A higher complication rate with SP-VATS is unexpected, which is associated with insufficient experience in the developmental phase of SP-VATS. The primary complication was prolonged air leakage (> 7 days), which also resulted in a longer chest tube duration and longer hospital stay. The incidence of prolonged air leakage could be reduced when some prophylactic agents, such as fibrin glue or polyglycolic acid sheets (NEOVEIL), are applied, but they are not covered by our national health insurance [20]. Noticeably, there was no 30-day mortality in SP-VATS group although the complication rate is relatively higher.

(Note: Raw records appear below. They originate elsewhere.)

PR #201, opened 2024-03-08
Set minimum psycopg version to 3.1.14 which includes support for gevent (for locust load testing)

ddorian:
Support was added in 3.1.14 https://www.psycopg.org/psycopg3/docs/news.html#psycopg-3-1-14.


ChuckHend:
Thank you @ddorian, good call. Can we move that under the dev dependencies section in pyproject.toml? Or we could create a new "benchmarking" section in there, but I think just dev is fine. Users just importing the library wont need gevent compatibility, only folks trying to run the benchmarks.

ddorian:
Now it's added only in dev.

ChuckHend (approved):

ChuckHend:
Thank you @ddorian !

Issue #199, opened 2024-03-05
Any interest in a pgrx-ectomy?


olirice:
Hi from Supabase 👋,

I've been looking into queuing solutions and noticed pgmq depends pgrx, but that usage is mostly for SQL templating and SPI.

Curious if I missed any features that are heavily dependent on pgrx/rust or if this could potentially be plain plpgsql extension (and  [TLE](https://github.com/aws/pg_tle))?

If so, would there be interest in PRs pushing this project in that direction?

v0idpwn:
The only problem with such a transition is that it would deter further optimization (such as what is discussed in issue #70)

ChuckHend:
I think there could be a distribution that's compatible with TLE, basically package everything that can be moved to the SQL files and ship it. If there are shared objects that aren't compatible with TLE then those just don't ship to TLE.

ChuckHend:
Now that #212 has merged, I think we just need to migrate the build system off `pgrx`. Probably makes sense to use [pgxs](https://www.postgresql.org/docs/current/extend-pgxs.html)to build now...

v0idpwn:
Done in #230. Will be released soon on 1.3.2

ChuckHend:
Closing this now. I don't think there is anything blocking pgmq from TLE and dbdev.

PR #212, opened 2024-05-16
Implement all API functions in PL/pgSQL

v0idpwn:
Progress for #199


v0idpwn:
@ChuckHend I'm getting `PRIMARY KEY constraint on table \"q_test_duration_804\" lacks column \"enqueued_at\" which is part of the partition key.` for the case where the partition column is `enqueued_at`. It seems to me that I've the exact same queries but there must be some oversight. Do you have any idea of what could be causing this?

v0idpwn:
Fixed the `is_partitioned` issue. 

I'm able to reproduce it locally, it only happens when you use a time-based partition key, for example:

```
pgmq=# select * from pgmq.create_partitioned('asd9', 'daily', 'weekly');
ERROR:  unique constraint on partitioned table must include all partitioning columns
DETAIL:  PRIMARY KEY constraint on table "q_asd9" lacks column "enqueued_at" which is part of the partition key.
```

ChuckHend:
Strange, I can reproduce it now too. Also, executing the `CREATE TABLE` statement that is shown in the error directly also produces the same error.

```
pgmq=# select pgmq.create_partitioned('part_2', 'daily', 'weekly');
ERROR:  unique constraint on partitioned table must include all partitioning columns
DETAIL:  PRIMARY KEY constraint on table "q_part_2" lacks column "enqueued_at" which is part of the partition key.
CONTEXT:  SQL statement "
        CREATE TABLE IF NOT EXISTS pgmq.q_part_2 (
            msg_id BIGINT PRIMARY KEY GENERATED ALWAYS AS IDENTITY,
            read_ct INT DEFAULT 0 NOT NULL,
            enqueued_at TIMESTAMP WITH TIME ZONE DEFAULT now() NOT NULL,
            vt TIMESTAMP WITH TIME ZONE NOT NULL,
            message JSONB
        ) PARTITION BY RANGE (enqueued_at)
    "
PL/pgSQL function pgmq.create_partitioned(text,text,text) line 9 at EXECUTE
```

This study had some limitations. First, this retrospective non-randomized study was conducted at a single institution, and the number of cases was small. Second, the severity of adhesion score is subjectively evaluated, and the long-term outcome data are limited. With increased experience in performing SP-VATS, the surgeon’s tolerance and perseverance for managing adhesion and calcified lymph node gradually increase, but surgical approach planning still depends on surgeon’s preference and disease complexity. In our view, minimally invasive surgery is a trend nowadays, and SP-VATS is widely discussed in lung cancer surgery. For chronic inflammatory lung disease, however, SP-VATS is still challenging. Therefore, we made a great effort to develop some techniques to facilitate SP-VATS anatomic resection. Moreover, these specifical techniques can also be applied in MP-VATS to reduce unexpected thoracotomy conversion.

In conclusion, pleural and fissure adhesion or calcified LNs around the vessels and bronchus are not obstacles for conducting SP-VATS. If the surgeon is acquainted with the techniques we have proposed, SP-VATS anatomic resection for chronic inflammatory lung disease could become more feasible and safer with a lower thoracotomy conversion rate.